Hola, quisiera saber si alguien puede decirme donde encontrar el esquema electrico (detallado) de un transformador de "alimentacion" europea a "alimentacion" americana.

POR FAVOR, no quiero que se me remita a paginas donde comprar dicho aparato.

Gracias a todos/as.


----------



## fdesergio (Nov 5, 2006)

Perdon aclara que necesitas una fuente de poder de AC o DC??


----------



## Andres Cuenca (Nov 5, 2006)

Creo que se refiere a un transformador reductor de 220v a 110v?


----------



## cmonedero (Nov 5, 2006)

Gracias por contestar.

Lo que necesito es un cambio de Voltaje, Frecuencia y Amperaje, es decir, la alimentacion europea (220v/50Hz) transformarla a la alimentacion americana (110v/60Hz).

Gracias de nuevo.


----------



## mustangV8 (Nov 6, 2006)

la frecuencia no es problema salvo que uses un transformador sintonizado (seria raro).

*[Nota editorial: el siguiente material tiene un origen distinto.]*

PR #7962, opened 2025-04-11
Changed schema item members on Format and KindOfQuantity to be lazy loaded

StefanApfel-Bentley:
Formats, OverrideFormats and KindOfQuantities still had some members that referred to other schema items which were not lazy loadable. In the two formats this affected only the units, kind of quantites has the presentationformats that are not lazy loadable.

This PR changes the type in the api and adjusted the callers to provide lazy loadable items.
Note: It basically only updates the public api and uses the implementation as it is now, there is upcoming work, covered in this issue: https://github.com/iTwin/itwinjs-backlog/issues/1467


grigasp (approved):
approving the change in `presentation-full-stack-tests`

ColinKerr (approved):

PR #7963, opened 2025-04-11
Fix Integration Pipeline to Support Node 18 Tests

DanRod1999:
While backporting [Fix image names in integration-validation.yaml](https://github.com/iTwin/itwinjs-core/pull/7957/files)
Forgot to include changes to Node 18 runs which are removed in master branch for 5.0

Pipeline was broken one this branch, but is now running as intended
https://dev.azure.com/bentleycs/iModelTechnologies/_build/results?buildId=3839252&view=results

### DIFF
--- a/common/config/azure-pipelines/integration-validation.yaml
+++ b/common/config/azure-pipelines/integration-validation.yaml
@@ -23,38 +23,38 @@ jobs:
       matrix:
         Linux_node_18_x:
           imageName: ubuntu-latest
-          poolName: # Leaving blank defaults to image. Excluding field will cause errors in yml
+          poolName: # Leaving blank will default to image. Excluding field will cause errors in yml
           nodeVersion: 18.x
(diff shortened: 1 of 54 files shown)


common/config/azure-pipelines/integration-validation.yaml
```diff
@@ -23,35 +23,38 @@ jobs:
       matrix:
         Linux_node_18_x:
           imageName: ubuntu-latest
+          poolName: # Leaving blank defaults to image. Excluding field will cause errors in yml
```
DanRod1999, line 26: adding this to every empty field is ugly. Does only adding it to first field seem sufficient?

hl662: yeah, the first occurrence of imageName and poolName should be enough

hl662 (approved):

aruniverse (approved):

PR #7967, opened 2025-04-14
Use readInstance() and Deserialize Entity Json Directly in TS

MichaelSwigerAtBentley:


MichaelSwigerAtBentley:
Note: 
While testing, there are some cases during the core backend tests where the old call to getElement() would return very large bbox values (1e200) that where not stored in the ECSql Instance. These large bbox values are not returned when reading the instance with readInstance() unlike other bbox values. The absence of these values do not result in any test failures, but it is inconsistent.

core/backend/src/test/imodel/IModel.test.ts
```diff
@@ -2668,7 +2668,7 @@ describe("iModel", () => {
     expect(elProps.code.scope).equal(element.code.scope);
     expect(elProps.code.spec).equal(element.code.spec);
     expect(elProps.federationGuid).equal(element.federationGuid);
-    expect((elProps as any).isPrivate).undefined;
+    expect((elProps as any).isPrivate).to.be.false;
```
MichaelSwigerAtBentley, line 2671: I noticed that for boolean values like 'isPrivate', the value is only returned if it is true, otherwise it is just never set (so not even undefined is returned even if isPrivate is set to false). However, for ViewDefinition, DefinitionElement and the classes that extend it, 'isPrivate' is returned as true and false. Except in this one test case, where it expected it to be undefined, even though it is false.

What makes ViewDefinition and DefinitionElement 'isPrivate' the exeception? Is there some additional information that is not being returned in the instance? Are there any more that might not be caught by our tests?

rschili:
> @rschili @khanaffan @ColinKerr Does anyone know why these values would be returned by the original native getElement() call but not present on the readInstance() instance itself?

It's probably some special treatment in the depths of the Dgn Platform native layer which was removed. If there is time left today I can pull the main branch and try to fix the piece of code responsible

rschili:
Just posting this as a reminder. The changes and examples from this PR description should probably go into NextVersion.md once we merge this.

common/config/rush/browser-approved-packages.json
```diff
@@ -374,6 +374,10 @@
       "name": "@svgdotjs/svg.js",
       "allowedCategories": [ "frontend" ]
     },
+    {
+      "name": "@type/json-diff",
```
MichaelSwigerAtBentley, line 378: This is left over from testing, does this need to be removed?

core/backend/src/TxnManager.ts
```diff
@@ -481,6 +481,8 @@ export class TxnManager {
   protected _onAfterUndoRedo(isUndo: boolean) {
     this.touchWatchFile();
     this.onAfterUndoRedo.raiseEvent(isUndo);
+    this._iModel.elements.cache.clear();
```
MichaelSwigerAtBentley, line 484: @khanaffan I see that the caches are cleared on these specific Txn events, why do we not clear the cache on the _onGeometryGuidsChanged or _onCommited events as well? Wouldn't the model be changing in those cases too?

common/config/rush/browser-approved-packages.json
ColinKerr: It allows the package dot be consumed by other packages in the 'allowedCategories'.  So if this is not there rush will complain if it finds this in the backend's package.json.  I thought it differentiated between dev and normal dependencies, e.g. dev dependencies don't need to be approved, but I could be wrong about that.

core/backend/src/Entity.ts
```diff
@@ -7,10 +7,37 @@
...
+}
+
+/** Set of properties that are used to deserialize an [[EntityProps]] from an ECSqlRow.
+ * @beta */
+export interface InstanceProps {
+  readonly row: ECSqlRow;
+  readonly iModel: IModelDb;
+  readonly options?: {
+    readonly element?: ElementLoadOptions;
+  }
```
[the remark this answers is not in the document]
MichaelSwigerAtBentley: In the case of CustomHandledProperty, those props should never be changed, instances should not be created, and should ideally be defined as a part of the custom class. So read only makes sense as an enforcement mech.

For InstanceProps, its more preferential. Once they are returned from readInstance() they shouldnt need to be modified, so its best to prevent it.

pmconne:
> Adds LRU caching for EntityProps in the TS layer, no caching is done on the native layer any more

You don't appear to have removed caching logic from the native side. Are you trying to convey that you're not loading elements in native any more, therefore the native caches will no longer be used/useful?

common/api/core-backend.api.md
```diff
@@ -669,11 +669,17 @@ export class Category extends DefinitionElement {
     protected constructor(props: CategoryProps, iModel: IModelDb);
     // (undocumented)
     static get className(): string;
+    // @beta (undocumented)
```
pmconne, line 672: Beta APIs need documentation. It looks like all of the ones added in this PR are undocumented.

core/backend/src/Element.ts
```diff
@@ -144,6 +143,43 @@ export class Element extends Entity {
     this.jsonProperties = { ...props.jsonProperties }; // make sure we have our own copy
   }
 
+  /** @beta */
```
pmconne, line 146: Document it.

khanaffan:
> > Adds LRU caching for EntityProps in the TS layer, no caching is done on the native layer any more
> 
> You don't appear to have removed caching logic from the native side. Are you trying to convey that you're not loading elements in native any more, therefore the native caches will no longer be used/useful?

That is correct. We have not removed any native caching it just not used during getElement()/getModel(). There are other code paths that does use native caching as they are implemented in native-addon. We need to move each of those one at a time to typescript before we are in position to remove native cache for element.

core/backend/src/LRUCaches.ts
```diff
@@ -0,0 +1,171 @@
...
+export class ElementLRUCache {
+  public static readonly DEFAULT_CAPACITY = 2000;
+  private _elementCache = new Map<Id64String, CachedElement>();
+  private _cacheByCode = new Map<Id64String, Id64String>();
+  private _cacheByFederationGuid = new Map<string, Id64String>();
+
+  private static makeCodeKey(code: CodeProps): string {
+    if (code.value)
+      return `${code.scope}:${code.value}:${code.value}`;
+    return `${code.scope}:${code.value}`;
```
pmconne, line 75: If code.value is truthy, you encode it twice in the key; otherwise you encode it once. You don't encode the spec at all.

core/backend/src/LRUCaches.ts
```diff
@@ -0,0 +1,171 @@
...
+ * A LRU cache for entities. Cache contains the ElementProps and the load options used to load it.
+ * Cache can be searched by id, code or federationGuid.
+ * @internal */
+export class ElementLRUCache {
+  public static readonly DEFAULT_CAPACITY = 2000;
+  private _elementCache = new Map<Id64String, CachedElement>();
+  private _cacheByCode = new Map<Id64String, Id64String>();
+  private _cacheByFederationGuid = new Map<string, Id64String>();
+
+  private static makeCodeKey(code: CodeProps): string {
```
pmconne, line 72: While unlikely, it is possible for this function to produce the same key for two different CodeProps. spec and value can both be arbitrary strings, which can include (for example) colon characters. Did you consider using a `Dictionary<CodeProps>` instead?

core/backend/src/Entity.ts
```diff
@@ -7,10 +7,37 @@
...
+}
+
+/** A property that are needs to be custom handled during deserialization and serialization.
```
pmconne, line 33:
```suggestion
/** A property that needs to be custom handled during deserialization and serialization.
```

core/backend/src/Entity.ts
```diff
@@ -7,10 +7,37 @@
...
+/** Represents a row returned by an ECSql query. The row is returned as a map of property names to values.
+ * ECSqlRows are returned by [[readInstance]] and represent raw instances Entities before they are deserialized during a read.
+ * @beta */
+export interface ECSqlRow {
+  [key: string]: any
+}
+
+/** Set of properties that are used to deserialize an [[EntityProps]] from an ECSqlRow.
+ * @beta */
+export interface InstanceProps {
```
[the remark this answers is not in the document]
pmconne: It's only ever used as input to the `deserialize` function of `Entity` and its subclasses. Follow our pattern used elsewhere and call it `DeserializeEntityArgs`?

core/backend/src/Entity.ts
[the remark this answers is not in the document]
pmconne: It's passed a function argument. Why restrict callers from being able to do, e.g.,
```ts
  const props: InstanceProps = { row, iModel };
  if (whatever) {
    props.options = { element: "blah" },
  }
```
Am I overlooking some place where this type is used as an output?

core/backend/src/test/LruCache.test.ts
```diff
@@ -0,0 +1,44 @@
+import { assert, expect } from "chai";
+import { LruCache } from "../LRUCaches";
+
+describe('LruCache', () => {
```
pmconne, line 4: Please write tests for your ElementLruCache.

core/backend/src/IModelDb.ts
```diff
@@ -1702,6 +1720,9 @@ export namespace IModelDb {
    * @public
    */
   export class Models {
+    /** @internal */
+    public readonly cache = new LruCache<Id64String, ModelProps>(500);
```
pmconne, line 1724: Any evidence to suggest caching models on the backend is useful?

core/backend/src/IModelHost.ts
```diff
@@ -231,6 +235,8 @@ export class IModelHostConfiguration implements IModelHostOptions {
   public logTileSizeThreshold = IModelHostConfiguration.defaultLogTileSizeThreshold;
   /** @internal */
   public crashReportingConfig?: CrashReportingConfig;
+  /** @beta */
```
pmconne, line 238: Beta APIs need documentation.

core/backend/src/IModelHost.ts
```diff
@@ -196,6 +196,10 @@ export interface IModelHostOptions {
    */
   allowSharedChannel?: boolean;
 
+  /**
+   * Use native instance functions for element, model, and aspect CRUD operations.
```
pmconne, line 200: As an app developer, when and why should I set this to true? What will happen if I do?

core/backend/src/IModelDb.ts
```diff
@@ -1929,6 +1964,9 @@ export namespace IModelDb {
    * @public
    */
   export class Elements implements GuidMapper {
+    /** @internal */
+    public cache = new ElementLRUCache();
```
pmconne, line 1968: why `public` and mutable?

core/backend/src/IModelDb.ts
```diff
@@ -1997,13 +2024,30 @@ export namespace IModelDb {
...
+          }
+          const options = { ...props, useJsNames: true };
+          const instanceKey = this.resolveElementKey(props);
+          const rawInstance = this._iModel[_nativeDb].readInstance(instanceKey, options) as ECSqlRow;
+          const classDef = this._iModel.getJsClass<typeof Element>(rawInstance.classFullName);
+          const elementProps = classDef.deserialize({ row: rawInstance, iModel: this._iModel, options: { element: props } }) as T;
+          this.cache.set({ elProps: elementProps, loadOptions: props });
+          return elementProps;
+        }
+        return this._iModel[_nativeDb].getElement(props) as T;
```
pmconne, line 2047:
```suggestion
        if (!IModelHost.configuration?.enableThinnedNativeInstanceWorkflow) {
          return this._iModel[_nativeDb].getElement(props) as T;
        }
        
        const cachedElm = this.cache.get(props);
        if (cachedElm) {
          return cachedElm.elProps as T;
        }

        const options = { ...props, useJsNames: true };
        const instanceKey = this.resolveElementKey(props);
        const rawInstance = this._iModel[_nativeDb].readInstance(instanceKey, options) as ECSqlRow;
        const classDef = this._iModel.getJsClass<typeof Element>(rawInstance.classFullName);
        const elementProps = classDef.deserialize({ row: rawInstance, iModel: this._iModel, options: { element: props } }) as T;
        this.cache.set({ elProps: elementProps, loadOptions: props });
        return elementProps;
```

Nit but this is way easier to understand IMO.

core/backend/src/LRUCaches.ts
MichaelSwigerAtBentley: Corrected by using JSON.stringify(code) as key

core/backend/src/LRUCaches.ts
MichaelSwigerAtBentley: Swapped to use JSON.stringify(code), added a test set for ElementLRUCache that tests this case

core/backend/src/test/LruCache.test.ts
MichaelSwigerAtBentley: Added

core/backend/src/LRUCaches.ts
```diff
@@ -0,0 +1,171 @@
...
+    }
+
+    if (el.elProps.federationGuid) {
+      this._cacheByFederationGuid.set(el.elProps.federationGuid, el.elProps.id);
+    }
+
+    this._cacheByCode.set(ElementLRUCache.makeCodeKey(el.elProps.code), el.elProps.id);
+    if (this._elementCache.size > this.capacity) {
+      const oldestKey = this._elementCache.keys().next().value as Id64String;
+      this.delete({ id: oldestKey });
```
pmconne, line 162: When purging the oldest entry you don't also purge corresponding entries from code and guid maps?

core/backend/src/IModelDb.ts
pmconne: Ok I see why various other glue code needs to access `cache`. Use a `Symbol` for its name and make it `readonly`.

full-stack-tests/core/src/frontend/hub/IModelConnection.test.ts
```diff
@@ -180,22 +180,6 @@ describe("IModelConnection (#integration)", () => {
     expect(rootTile.isLeaf).to.be.false;
   });
 
-  it("ECSQL with BLOB", async () => {
```
pmconne, line 183: why deleted?

core/backend/src/IModelDb.ts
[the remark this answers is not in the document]
MichaelSwigerAtBentley: It is public to allow for clearing of the cache from places like TxnManager. The clear could be exposed by method however

core/backend/src/LRUCaches.ts
```diff
@@ -0,0 +1,171 @@
+import { Id64String } from "@itwin/core-bentley";
```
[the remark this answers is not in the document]
MichaelSwigerAtBentley: Moved to internal

full-stack-tests/core/src/frontend/standalone/WatchForChanges.test.ts
```diff
@@ -90,13 +90,24 @@ for (const watchForChanges of [false, true]) {
...
 
     async function expectModelChanges(func: () => Promise<void>): Promise<void> {
-      const promise = new Promise<void>((resolve) => {
-        roConn.onBufferedModelChanges.addOnce((modelIds) => {
-          expect(modelIds.size).to.equal(1);
-          expect(modelIds.has(modelId)).to.be.true;
-          resolve();
-        });
-      });
+      const promise = Promise.race([
```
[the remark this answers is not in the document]
MichaelSwigerAtBentley: We had an issue where this promise never returned and this test would hang until the test timeout would be hit, causing the test suite to not finish properly. We corrected the issue and the test passes again, but I added this to ensure that the test suite would continue even if this test fails due to a similar issue in the future.

core/backend/src/LRUCaches.ts
```diff
@@ -0,0 +1,169 @@
...
+ * Cache can be searched by id, code or federationGuid.
+ * @internal */
+export class ElementLRUCache {
+  public static readonly DEFAULT_CAPACITY = 2000;
+  private _elementCache = new Map<Id64String, CachedElement>();
+  private _cacheByCode = new Map<Id64String, Id64String>();
+  private _cacheByFederationGuid = new Map<string, Id64String>();
+
+  private static makeCodeKey(code: CodeProps): string {
+    return JSON.stringify(code);
```
pmconne: Don't wanna accidentally include arbitrary other properties of the object some caller handed you nor rely on unspecified order of object keys. Maybe something more like:
```suggestion
    const keys = [code.scope, code.spec];
    if (code.value) {
      keys.push([code.value];
    }
    
    return JSON.stringify(keys);
```

core/backend/src/test/LruCache.test.ts
```diff
@@ -0,0 +1,287 @@
...
+      federationGuid: "testFedGuid5"
+    },
+  }
+
+  it('should store and retrieve a valid element', () => {
+    const cache = new ElementLRUCache(3);
+    cache.set(testElem1);
+    const retrievedElem = cache.get({ id: testElem1.elProps.id });
+    expect(retrievedElem).to.not.be.undefined;
+    expect(retrievedElem).to.deep.equal(testElem1);
```
pmconne, line 134: Why deep equal here and elsewhere? Don't you expect to get back the exact same object?

core/backend/src/LRUCaches.ts
```diff
@@ -0,0 +1,169 @@
...
+      }
+    }
+    return cachedElement;
+  }
+  public set(el: CachedElement): this {
+    if (!el.elProps.id)
+      throw new Error("Element must have an id");
+
+    // do not cache this element as geom need to be rerender into geom props if any part changes
+    // TODO: find a way to handle caching geometry
```
pmconne: Is an issue filed? This is a serious limitation vs the native cache, lots of backend operations are going to want the geometry, which can be quite large, which has performance implications if we're constantly reloading it, and also cache size considerations if we end up caching too many large geometry streams.

core/backend/src/IModelDb.ts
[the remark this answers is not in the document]
pmconne: If a bunch of different places need access to it then it's fine as public, just make it inaccessible outside the package by giving it a Symbol name.

core/backend/src/IModelDb.ts
pmconne: Needs Symbol name.

core/backend/src/Entity.ts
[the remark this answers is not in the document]
MichaelSwigerAtBentley: Removed readonly from `DeserializeEntityArgs` (InstanceProps)

core/backend/src/IModelDb.ts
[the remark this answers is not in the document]
MichaelSwigerAtBentley: Swapped to Symbol name `[_cache]`

core/backend/src/IModelDb.ts
MichaelSwigerAtBentley: Swapped to Symbol name [_cache]

core/backend/src/IModelDb.ts
MichaelSwigerAtBentley: Committing, changing getModel() to reflect this as well

MichaelSwigerAtBentley: applied

core/backend/src/LRUCaches.ts
MichaelSwigerAtBentley: this.delete() removes the entry from _elementCache, _cacheByCode, and _cacheByFederationGuid

MichaelSwigerAtBentley: Ah, I see, only if its passed in. nvm

MichaelSwigerAtBentley: Corrected.

core/backend/src/test/LruCache.test.ts
MichaelSwigerAtBentley: Yes, that is correct, corrected.

pmconne (approved):

core/backend/src/IModelHost.ts
MichaelSwigerAtBentley: Added comment

core/backend/src/IModelHost.ts
```diff
@@ -197,7 +197,11 @@ export interface IModelHostOptions {
   allowSharedChannel?: boolean;
 
   /**
-   * Use native instance functions for element, model, and aspect CRUD operations.
+   * Use native instance functions for element, model, and aspect CRUD operations. While set to true, the getElement(), getModel() and getAspect() functions will use
+   * a thinned down native workflow to read the entities from the database. This workflow performs work previously done on the native side in the TS side, resulting in performance
+   * improvements. Elements will be cached in the TS side as opposed to the native side. Setting this to false will revert to the previous behavior of using the native side for all
+   * CRUD operations.
+   * Will default to `true` in 5.0.
```
pmconne, line 204: Is this PR being backported to 4.x?

pmconne: Sorry edited my original comment while you were replying. Why do we need this - as a safety valve in case we want to turn it off after problems are detected? If we do need it, consider flipping to "enable" to "disable" - people find it surprising when boolean options default to true.

core/backend/src/internal/LRUCaches.ts
```diff
@@ -0,0 +1,173 @@
+import { Id64String } from "@itwin/core-bentley";
+import { CodeProps, ElementLoadOptions, ElementLoadProps, ElementProps } from "@itwin/core-common";
+
+export class LruCache<K, V>{
```
aruniverse, line 4: does this need to be exported? we already have an LruCache in core-bentley. could that be improved or if we need this custom version do we need to expose it? maybe rename this module(file) as `ElementLRUCache`?

common/api/core-backend.api.md
```diff
@@ -669,11 +669,17 @@ export class Category extends DefinitionElement {
...
+    protected static readonly _customHandledProps: CustomHandledProperty[];
```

Un autotransformador de 220 a 110 de la potencia necesaria es suficiente. La potencia se calcula multiplicando la tension por la corriente (la RMS en Watts y la aparente en VA o volt-ampère). Pero si conoces la potencia de lo que le vayas a conectar calcula cuanta corriente necesita y pedi un transformador que aguante eso y un poco mas para estar cubierto. Saludos.


----------